Meglio di uno scudetto


----------



## Roten1896 (28 Febbraio 2016)

666psycho ha scritto:


> Ma fosse stato per me, l'avrei lasciato marcire a Monaco piuttosto che rischiare di rafforzare una concorrente per il terzo posto!



appunto


----------



## dhorasoosarebbetitolare (28 Febbraio 2016)

prestito con facoltà di riscatto a 13 milioni, senza recompra, senza clausole..un regalo che puzza di marcio.

Dagli stessi che ci hanno chiesto 50 milioni tra Cagolacci e Romagnoli.


----------



## walter 22 (28 Febbraio 2016)

dhorasoosarebbetitolare ha scritto:


> prestito con facoltà di riscatto a 13 milioni, senza recompra, senza clausole..un regalo che puzza di marcio.
> 
> Dagli stessi che ci hanno chiesto 50 milioni tra Cagolacci e Romagnoli.



Non pensare al peggio non c'è niente di marcio è semplice incompetenza.


----------



## Willy Wonka (28 Febbraio 2016)

Bel gol ma il portiere ha responsabilità enormi.


----------



## tifoso evorutto (28 Febbraio 2016)

Non voglio esaltare El SHa che a mio parere stà solo vivendo un periodo fortunato, ma questo con i suoi gol stà comunque portando la roma in CHampions, mentre a noi sarebbe servito come il pane sugli esterni dato che non abbiamo alternative e oltrettutto andiamo ancora in giro con zombie come Boateng e Balotelli.
Sul mercato Galliani continua ad avere strategie suicide, per di più ieri ha avuto la faccia di bronzo di dichiarare che la cessione di El SHa è stato un positivo per tutti.


----------



## The Ripper (28 Febbraio 2016)

Fortuna o no, Niang da lì il pallone lo manda in rimessa laterale. ...


----------



## davoreb (28 Febbraio 2016)

The Ripper ha scritto:


> Fortuna o no, Niang da lì il pallone lo manda in rimessa laterale. ...

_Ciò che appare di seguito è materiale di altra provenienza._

PR #4135, opened 2016-09-14
[WIP] Use endpoint instance data for publishing.

SzymonPobiega:
If you use the new sender side distribution feature you will have several subscriptions from the same logical endpoint, just with different physical addresses in the subscription store. We currently just select one of the physical endpoints when we publish. 

This is unfortunate for a couple of reasons:
1. Behaves differently from a send operation to a logical endpoint. It uses the endpoint instances provided by the new xml-file.
2. Major pain in the ass for operations people who need/wants to remove a physical instance from the pool. If an endpoint goes down you would have to remove the subscription entry from every publishers subscription storage. 

This PR changes publish to fetch endpoint instances for a given endpoint the same way that send currently does. If you Publish and have subscriptions for more than one physical endpoint instance for a given logical endpoint, we pick the endpoint name from the subscription and then pick the actual instance from the instance xml-file.


timbussmann:
Please add a description to this PR

src/NServiceBus.Core/Routing/UnicastPublishRouter.cs
```diff
@@ -48,7 +50,11 @@ HashSet<string> SelectDestinationsForEachEndpoint(IDistributionPolicy distributi
                 }
                 else
                 {
-                    var subscriber = distributionPolicy.GetDistributionStrategy(group.First().Endpoint, DistributionStrategyScope.Publish).SelectReceiver(group.Select(s => s.TransportAddress).ToArray());
+                    var endpointName = @group.First().Endpoint;
+
+                    var instances = endpointInstances.FindInstances(endpointName).Select(e => transportAddressTranslation(e)).ToArray();
```
timbussmann: so instead of using the provided transport address of the subscription, we're just trying to make that up based on the endpoint name?
If you do not configure sender-side distribution, we have no chance of identifying the correct machine or addresses which don't match the endpoint name?

andreasohlund:
2 tests are failing

src/NServiceBus.Core/Routing/UnicastPublishRouter.cs
SzymonPobiega: So these are the cases:
 * If there is a V5 endpoint subscribed (without Endpoint value), it will get the event
 * If there is a number of V6 endpoint instances subscribed with same Endpoint name but that endpoint has no instances configured in the mapping file, the message will be send to the default instance (assuming queue on local machine)
 * if there is configuration, it will work using the round robin thing

The thing we are trading off here is configuration-less sender-side distribution for pubishes. The thing we are gaining is consistency between sends and publishes in the way they use the routing file e.g. you remove an instance from the routing file, it will not get events. In the current version it would still get the events as long as is not removed from subscription store.

SzymonPobiega:
After discussing with @janovesk and @timbussmann we drop this idea as it would prevent users from continuing to use MEMs even in non-scale-out scenarios.

PR #7074, opened 2024-06-19
Add metadata component package yml

soujay:
This PR adds a metadata file to the repo that specifies the component packages that are generated as part of the assets in release work flow


soujay:
Withdrawing this PR as component packages that are generated as part of the assets in release work flow will be read from centralized file

PR #7058, opened 2024-06-06
Emit critical time metric

saratry:
- depends on https://github.com/Particular/NServiceBus/pull/7077

This PR introduces a new OpenTelemetry-native metric for measuring the message's [critical time](https://docs.particular.net/monitoring/metrics/definitions#metrics-captured-processing-time).

POA:
- [ ] Update [public docs](https://docs.particular.net/nservicebus/operations/opentelemetry#meters-emitted-meters)

PR #7048, opened 2024-05-30
Emit message handler time metric

saratry:
- depends on https://github.com/Particular/NServiceBus/pull/7077

This PR introduces a new metric for measuring the [message handler time](INSERT-LINK) using an OpenTelemetry-native metric. We introduced a new tag/label to record the message handler type (`nservicebus.message_handler_type`).

- [x] Update [public docs](https://docs.particular.net/nservicebus/operations/opentelemetry#meters-emitted-meters) to include handler time.
- [x] Document Message handler time, which purely measures the time it takes to execute the handler code
- [x] Adjust the Processing time in the Metrics package documentation to include serialization, saga loading time, etc.

PR #7077, opened 2024-06-20
Changes the place where metric tags are collected to when we have the information in the pipeline

lailabougria:
_replaces https://github.com/Particular/NServiceBus/pull/7073_

The previous version would extract this information from the headers.
Now we rely on the actual information and propagate the information through MetricTags in the contextbag


mauroservienti:
#7048, #7058, and #7080 depend on this.

src/NServiceBus.Core/OpenTelemetry/Metrics/ReceiveDiagnosticsBehavior.cs
```diff
@@ -18,15 +16,12 @@ public ReceiveDiagnosticsBehavior(string queueNameBase, string discriminator)
 
     public async Task Invoke(IIncomingPhysicalMessageContext context, Func<IIncomingPhysicalMessageContext, Task> next)
     {
-        context.MessageHeaders.TryGetValue(Headers.EnclosedMessageTypes, out var messageTypes);
-        var messageTypeHeader = !string.IsNullOrEmpty(messageTypes) ? messageTypes.Split(';').FirstOrDefault() : default;
-        var messageTypeName = !string.IsNullOrEmpty(messageTypeHeader) ? messageTypeHeader.Split(',').FirstOrDefault() : default;
+        context.Extensions.Set<MetricTags>(new());
 
         var tags = new TagList(new KeyValuePair<string, object>[]
```
danielmarbach, line 21: Ideally we could store the tag list directly but that is currently tricky because we would be boxing and unboxing all the time we get it out of the extensions. Given the discussion we had on the calls why don't we have a nested state that is called ReceiveDiagnosticsMetricTags that then carries forward the tag list and when setting the properties assigns it to the tag list that it manages? Then you can also get rid of the complicated if exists calls

We use a similar pattern in some other behaviors. Look for nested state inside behavior classes

mauroservienti:
For some reason, CI is disconnected from this PR and never runs 🤷‍♂️ weird.

src/NServiceBus.Core/OpenTelemetry/Metrics/ReceiveDiagnosticsBehavior.cs
danielmarbach: Here is the idea https://github.com/Particular/NServiceBus/pull/7084

danielmarbach:
@mauroservienti because there was a merge conflict. I rebased

SzymonPobiega (approved):

mauroservienti (approved):

src/NServiceBus.Core/Pipeline/Incoming/IncomingPipelineMetricTags.cs
```diff
@@ -0,0 +1,65 @@
...
+        {
+            tagList.Add(keyValuePair);
+        }
+    }
+
+    /// <summary>
+    /// Applies the specified tags to the <paramref name="tagList"/>.
+    /// </summary>
+    /// <param name="tagList">The tagList to add the tags to.</param>
+    /// <param name="tagKeys">The collection of tag keys to apply to the <paramref name="tagList"/></param>
```
lailabougria, line 49:
```suggestion
    /// <param name="tagKeys">The collection of tag keys to apply to the <paramref name="tagList"/>.</param>
```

è un paragone che non esiste.

Elsha per me andava ripreso in quanto non abbiamo nessun esterno e non vai a rinforzare un diretta avversaria.

Comunque Niang il suo lo sta facendo.


----------



## tifosa asRoma (28 Febbraio 2016)

A me sta stupendo,io ero molto scettica su di lui ma oltre ai gol (4 in 5 partite ) si vede che è concentrato e pieno di voglia ed entusiasmo,se continua così spero lo riscattino,anche perché oggi per 13 mln non ci compri praticamente niente soprattutto nei ruoli d'attacco.


----------



## kolao95 (28 Febbraio 2016)

The Ripper ha scritto:


> Fortuna o no, Niang da lì il pallone lo manda in rimessa laterale. ...



Mentre con El Sha vicino a Bacca lì davanti non si vincerebbe un contrasto aereo e i lanci lunghi sarebbero preda dei difensori avversari.


----------



## Superdinho80 (28 Febbraio 2016)

The Ripper ha scritto:


> Fortuna o no, Niang da lì il pallone lo manda in rimessa laterale. ...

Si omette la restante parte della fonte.